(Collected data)

+ + +

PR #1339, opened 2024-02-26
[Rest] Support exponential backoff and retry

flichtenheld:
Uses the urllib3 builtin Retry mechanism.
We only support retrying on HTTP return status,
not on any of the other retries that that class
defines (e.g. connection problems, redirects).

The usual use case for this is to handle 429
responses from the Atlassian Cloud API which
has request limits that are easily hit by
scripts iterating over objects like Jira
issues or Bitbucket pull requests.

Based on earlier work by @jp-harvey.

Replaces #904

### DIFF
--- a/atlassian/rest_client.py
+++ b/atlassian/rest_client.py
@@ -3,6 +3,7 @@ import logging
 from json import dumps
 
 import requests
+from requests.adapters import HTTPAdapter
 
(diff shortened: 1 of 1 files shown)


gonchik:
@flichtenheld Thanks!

+ + +

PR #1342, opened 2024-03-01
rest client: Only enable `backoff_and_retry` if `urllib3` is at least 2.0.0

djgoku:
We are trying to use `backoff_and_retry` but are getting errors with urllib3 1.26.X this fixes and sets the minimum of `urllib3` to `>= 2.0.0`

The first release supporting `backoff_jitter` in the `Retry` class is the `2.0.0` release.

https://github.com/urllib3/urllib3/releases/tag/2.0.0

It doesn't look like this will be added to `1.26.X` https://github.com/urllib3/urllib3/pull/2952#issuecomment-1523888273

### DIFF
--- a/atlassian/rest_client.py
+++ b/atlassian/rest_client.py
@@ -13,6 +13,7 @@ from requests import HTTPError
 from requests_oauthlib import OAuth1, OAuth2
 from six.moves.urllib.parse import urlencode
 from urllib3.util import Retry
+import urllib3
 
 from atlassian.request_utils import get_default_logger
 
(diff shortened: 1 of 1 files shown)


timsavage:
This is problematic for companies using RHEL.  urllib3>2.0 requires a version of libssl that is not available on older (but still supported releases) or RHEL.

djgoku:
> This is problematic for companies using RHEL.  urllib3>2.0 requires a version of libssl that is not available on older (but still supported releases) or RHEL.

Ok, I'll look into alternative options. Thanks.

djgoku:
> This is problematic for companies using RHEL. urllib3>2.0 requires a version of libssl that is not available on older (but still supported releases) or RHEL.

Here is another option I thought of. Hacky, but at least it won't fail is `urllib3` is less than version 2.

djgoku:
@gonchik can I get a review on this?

+ + +

With the first line being the one containing "The first release" and the last line the one containing "review on this?", transcribe exactly the lines above that fall in that range.

The first release supporting `backoff_jitter` in the `Retry` class is the `2.0.0` release.

https://github.com/urllib3/urllib3/releases/tag/2.0.0

It doesn't look like this will be added to `1.26.X` https://github.com/urllib3/urllib3/pull/2952#issuecomment-1523888273

### DIFF
--- a/atlassian/rest_client.py
+++ b/atlassian/rest_client.py
@@ -13,6 +13,7 @@ from requests import HTTPError
 from requests_oauthlib import OAuth1, OAuth2
 from six.moves.urllib.parse import urlencode
 from urllib3.util import Retry
+import urllib3
 
 from atlassian.request_utils import get_default_logger
 
(diff shortened: 1 of 1 files shown)


timsavage:
This is problematic for companies using RHEL.  urllib3>2.0 requires a version of libssl that is not available on older (but still supported releases) or RHEL.

djgoku:
> This is problematic for companies using RHEL.  urllib3>2.0 requires a version of libssl that is not available on older (but still supported releases) or RHEL.

Ok, I'll look into alternative options. Thanks.

djgoku:
> This is problematic for companies using RHEL. urllib3>2.0 requires a version of libssl that is not available on older (but still supported releases) or RHEL.

Here is another option I thought of. Hacky, but at least it won't fail is `urllib3` is less than version 2.

djgoku:
@gonchik can I get a review on this?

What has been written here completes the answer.